The slug’s serial port was connected to an older PC which has a serial port. I switched over my shared LCD monitor to that PC, and sure enough I saw the “Out of memory” message in the terminal.
Incidentally after this, I realised the convenience of keeping the serial output in view. Therefore, I opened a second terminal window in my work PC, ssh into the older PC and run the serial port monitor from there.ssh user@ipaddr picocom -b 115200 /dev/ttyS0
user referred to the user name, and ipaddr the IP address of the older PC.
To investigate the “Out of memory” error, I ran:
This showed that the slug has indeed ran out of physical memory, but the swap was actually barely used.
It appeared my current “swappiness” setting was a hinderance at this point. I had installed the Debian NSLU2 (including the swap space) into a USB thumbdrive, which was basically flash memory. Setting the swappiness to 0 greatly reduced writing to the swap and supposedly would improve the thumbdrive life span.
But to solve the “Out of memory” problem, I had to remove this custom swappiness setting. After that, the build completed successfully.
Once all the kinks were worked out, building iplist took one command:
It took about 24 minutes to run the entire build in the slug. I kept wanting to cheer the little fellow on: come on little buddy; you can make it little buddy.
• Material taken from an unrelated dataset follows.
PR #5622, opened 2018-02-25
make pip_install.sh compatible with POSIX sh(1) again

delan:
Version 0.21.0 introduced an implicit dependency on bash(1), which is often not included by default outside of Linux/macOS/Cygwin.


tools/pip_install.sh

Once build was completed, I got the deb package one directory up. Use “dpkg” to install it:
cd .. sudo dpkg -i iplist_0.23-0lenny1_arm.deb
Noticed the package was marked “lenny”, but I was actually running Etch Debian. It was able to install though.
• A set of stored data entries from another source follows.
PR #5605, opened 2018-02-22
Drop Python 2.6 and 3.3 support

bmw:
Built on #5508. Fixes #5489 and fixes #5312. This PR should be merged rather than squashed to preserve authorship.

@erikrose, do you have time to review this? Despite the size, it's fairly straight forward and you'll have the most context about setup.py/pipstrap changes.

PR #5625, opened 2018-02-26
Drop Python 2.6 and 3.3 support in test-everything

bmw:
This PR merges in `master` to `test-everything` to resolve merge conflicts due to `.travis.yml`  changes from #5605. This PR should be merged and not squashed.


bmw:
Test failures will be fixed by #5627. Once that lands, Travis can be kicked and the tests should pass.

bmw:
I was wrong about this branch always being automatically updated unless there were `.travis.yml` conflicts.

We do this merging during the [before_install step](https://github.com/certbot/certbot/blob/349643c9b8dfb0cb97154ca5310617c7ade4ae21/.travis.yml#L7) of the [build process](https://docs.travis-ci.com/user/customizing-the-build/#The-Build-Lifecycle), however, it looks like some of our environments removed the `before_install` step because it's [not needed for the builds in master](https://github.com/certbot/certbot/commit/efd4f357829e538dc0928ba8efe3084ae4d859dd). Latest commit adds this back so we always test with the latest files for each Travis job.

Doing this installs some packages we don't need which might slow down the tests slightly, but because they're run nightly, it doesn't matter much.

bmw:
Ugh. Looks like `before_install` code doesn't work in this environment. I'll fix this soon, but let's just get test-everything working again.

Once again, this PR just removes Python 2.6 and 3.3 tests from `.travis.yml`. It's easiest to compare most changes against `master` (they're all in `.travis.yml`) and the `.travis.yml` changes against the `test-everything` branch.

bmw:
Closing in favor of #5645 which has cleaner commits, handles even more merge conflicts, and has a short essay for people not familiar with what I'm trying to do here.

PR #245, opened 2017-04-22
jena-text-es: Separate module for ElasticSearch text search

afs:
This PR makes the ElasticSearch a separate module, that depends on jena-text.

Fuseki incorporates jena-text, not jena-text-es, and the server jar is 25M.

This is a proof-of-concept for discussion.


afs:
See JENA-1328.

PR #247, opened 2017-04-27
Query string in URLs; uniform HttpClient/HttpContext usage.

afs:
JENA-1330: pass HttpClient/HttpContext in query and update calls.

JENA-1331: Support additional query string in URLs for services.

Add operations for HttpClient/HttpContext to 
QueryExecutionFactory and UpdateExecutionFactory.

Use HttpContext in HtpQuery, then HttpClientContext.adapt as necessary.

Tests for URL generation.


afs:
Based on the discussion on JENA-1331, commit 1e51ed0 makes some private->protected and adds some javadoc. It makes no other changes.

Before test running iplist for the first time, I prepared the configuration. I was not sure if this was absolutely necessary, but I got some information about it from HOWTO: Graphical IP Blocker.
Create file “/var/cache/iplist/whitelist”:
sudo nano /var/cache/iplist/whitelist
Added the IPs of the localhost and local network; e.g.
Edit file “/etc/ipblock.conf” to add the previous file “whitelist” into the ALLOW_LIST:
sudo nano /etc/ipblock.conf
Download block lists and start iplist
it’s almost time to start iplist for the first time. To find out the command line options:
sudo ipblock -h
This was the output:
IPblock 0.23 Copyright (C) 2008 Serkan Sakar
Usage: ipblock [options] Options: -s start blocking -d stop blocking -r restart IPblock -u update lists -c convert lists to ipl format -g start IPblock GUI -l show status -v show version and exit -h show this help
First, I tested downloading the preset block lists.
sudo ipblock -u
This took a few minutes. After it completed I checked the directory “/var/cache/iplist” to see if the preset block lists were fully downloaded.
Now, start iplist:
sudo ipblock -s
It took about 6 seconds, then the prompt returned.
Did it work?
Unfortunately, it didn’t. Everything appeared to be blocked, and if I recalled correctly, I have to reboot once because my ssh connection stopped responding.
Investigating the problem
To investigate what went wrong, I ran this command:
sudo cat /usr/var/log/syslog | grep iplist
This revealed an error message:
error: can't set packet_copy mode
Some googling brought me to Debian Bug report logs – #466645.
The bug was unresolved. A patch was suggested but there was no further reply from the original bug reporter. So, it’s unclear whether the patch worked or not.
In closing, I have not succeeded in the first attempt, getting iplist to work in the Debian NSLU2.
Next step: find out how to apply the proposed patch from the Debian bug report. And how to rebuild libnfnetlink after that.